Start sitting peacefully about 20 feet away from him and tossing extremely high value treats to him, saying "Treat". Make sure to smile, and coax him along the way to the treat. When he is making progress and taking the treats quickly, start closing in the gap about a foot at a time. Look for calming signals. In fact, show calming signals yourself: Looking to the side is one of the better ones. If at some point he regresses you want to go back a foot until he is readily taking the treats.

When he is finally able to get within a foot of you I would start doing the Nothing in Life is free method and hand feed him every meal. At this point, NILF will work as he has to come up to you to take the food, which in and of itself will be a bit nerve racking to him. The next step is actually putting your hovering your hand above the hand with treats, so he has to come close to your raised hand for the treats. Step after is having him actually brush his head up against your hand. I would continue NILF until you are able to pet him as he is eating. Then, start the training when you've built trust. Hand feed him his meals still, but ask for a trick like Sit or Stand before you actually give him a handful of food.

Hope this helps.


----------



## CavePaws (Jan 25, 2011)

NILF
Calming Signals


----------



## jmakeit (Oct 26, 2011)

Thanks for the info. Part of the problem is that his fearfulness outweighs his desire for treats. I will keep trying! I will also read up on NILF. I am willing to try any and all suggestions.


----------



## CavePaws (Jan 25, 2011)

I would then start spending time just sitting in the yard with him before introducing treats.


----------



## xellil (Apr 4, 2011)

In the days when I would try to catch stray dogs, i would sit where they were behind me so I wasn't looking at them at all and put raw liver on the ground around me.


----------



## xchairity_casex (Oct 8, 2011)

if he is ignoreing treats try going out into the yard and sitting there dont look at him dont talk to him jsut ignore him while sitting his first meal of the day a few feet away from you and jsut sit usually they will get hungry enough to come close if he trusted you once he will more then likly do it again to get food.


----------



## Maxy24 (Mar 5, 2011)

I agree with the others, just go sit out there without making any attempts to interact with him. He's too scared for treats, that's fine, you need to bring him down to where he's not that scared, then he can start to learn. I'd bring a book to read.

Like cavepaws mentioned, using calming signals is a great way to communicate to the dog. It tells them you have no intention of hurting them or getting into a fight, you are friendly. Along with avoiding eye contact/staring (you can send quick glances, but don't do anything prolonged), exaggerated yawning (big wide mouth, yawn noise, closed eyes) and tongue flicking (flick tongue in and out quickly a few times, like a snake) are easy for people to do. Also try not to be stiff, maybe sway a little as if listening to a song. A lot of people when told to avoid looking at a dog or making sudden movements tend to stiffen up instead, this puts the dog more on edge.

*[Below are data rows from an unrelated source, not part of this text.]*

PR #1632, opened 2026-08-19
chore(renovate): change schedule to weekends, rebase only on conflicts, add edrextended as reviewer

popescuoctavian:
**Note:** After further investigation into renovate's branch worker code, I've decided to drop the `updateNoteScheduled: false` setting at this point, since it also overwrites the `rebaseWhen: conflicted` setting. This could lead to a situation where, if you have multiple renovate PRs, merging the first one causes conflicts for the others, and a rebase isn't triggered automatically if you are outside the schedule. We'll reassess after observing the outcome of this PR.


Wodann (approved):
LGTM. Thanks!

PR #1637, opened 2026-08-20
chore: rename hardfork variants to follow Rust naming conventions

anaPerezGhiglia:
##  Scope
**Internal refactor - not NAPI user-visible**: The public string representation  is unchanged, so this has no effect on the npm package

Renaming the hardfork name strings to match Hardhat's definitions is intentionally out of scope and will be done in a separate branch.

## Changes
- Renamed `L1Hardfork` and `OpHardfork` enum variants from SCREAMING_SNAKE_CASE to PascalCase. The types were introduced in #1601 modeled on revm's SpecId, which uses SCREAMING_SNAKE_CASE variants; this brings them in line with standard Rust style and cleans up artifacts of mirroring revm.
- Dropped the `#[strum(serialize = …)]` attributes that repeated the variant name. strum's default emits the variant identifier verbatim, so these were redundant. 
- Removed the now-unnecessary `#[allow(non_camel_case_types)]`
- Removed the `serde::Serialize/Deserialize` derives from both enum. 

## 👀 Note for the reviewer
- the `serde::Serialize/Deserialize` derives gave the types a second string representation, serde serialized variant identifiers while strum `Display/FromStr` uses the public hardfork name strings, and the two disagree for the multi-word L1 hardforks (e.g. "FrontierThawing" vs "Frontier Thawing"). Since nothing exercises the serde impls, and Hardhat passes hardforks across N-API as strings parsed with strum `FromStr`, they were removed rather than kept in an inconsistent, unused state.
- commits autocontained, so this PR can be reviewed commit by commit


Wodann (approved):
LGTM. Thanks!

popescuoctavian:
Merging this to be included in today's release, per @anaPerezGhiglia's request.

Avoid the temptation to push things further. If the dog decides to come up to you don't assume he's ready for more. Don't try to talk to him or touch him or hand him treats. You could slowly grab a treat from your pocket and toss it AWAY from you without socially interacting with the dog. In fact this can be a good first step in shaping him to be near you, he approaches, you toss treat away, approach, treat, etc. and you essentially train him to come towards you for a reward. However this might be too much the first time he comes near you, it might be better just to let him have his time to explore you...watch you, sniff you, experiment to see if you'll suddenly turn and become dangerous. DO NOT SPEAK TO HIM no matter how curious he seems. People who are meeting my (fear aggressive towards strangers) dog tend to want to smile at him and say "hi Tucker" when he approaches them and stares at their face with his head cocked. Unfortunately this is just the reaction he was afraid of and it causes him to react. Just let the dog do his thing, keep reading or whatever, pretend he's not there.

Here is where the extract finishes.